Task goal:
Search the records for the word "domain" and copy every line in which it occurs.

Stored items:
PR #2557, opened 2025-04-02
Venue Config Invitations

celestemartinez:


openreview/workflows/simple_dual_anonymous_workflow/process/edit_submission_content_process.py
```diff
@@ -0,0 +1,24 @@
...
+    domain = client.get_group(edit.domain)
+    venue_id = domain.id
+    meta_invitation_id = domain.get_content_value('meta_invitation_id')
+    
+    submission_content = edit.content['content']['value']
+
+    venue_invitations = client.get_all_invitations(prefix=venue_id + '/-/', type='invitation')
+
+    for invitation in venue_invitations:
+        if invitation.edit.get('invitation', {}).get('edit',{}).get('note',{}).get('id') == '${4/content/noteId/value}':
```
celestemartinez, line 12: @melisabok cheking for `'${4/content/noteId/value}'` in note.id worked well to find the revision invitations. 

Do you think I should use the `/Form_Fields` invitation or the meta invitation to update the content in the revision invitation? The problem with using `/Form_Fields` is it also expects the source (all_submissions, accepted_submissions), but I can read that from the existing invitation.

melisabok: let's use the meta invitation. 

I'm not sure if checking `${4/content/noteId/value}` is enough to detect a revision invitation. `noteId` can be whatever, I think we need to find a way to filter by submission invitation or Submitted venue id.

celestemartinez: Ok. I don't think there is anything else different in revision invitations that would help us differentiate them from other invitations, but I can keep thinking.

melisabok: what about the source parameter that tells the date process function how to get the notes for the `noteId` parameter?

celestemartinez: I thought about it, but we use `source` for other invitations as well, like `public_submissions` for public comment invitations and `flagged_for_ethics_review` for the ethics review stage. We don't exclusively use `source` for revision invitations.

Response:
+    domain = client.get_group(edit.domain)
+    venue_id = domain.id
+    meta_invitation_id = domain.get_content_value('meta_invitation_id')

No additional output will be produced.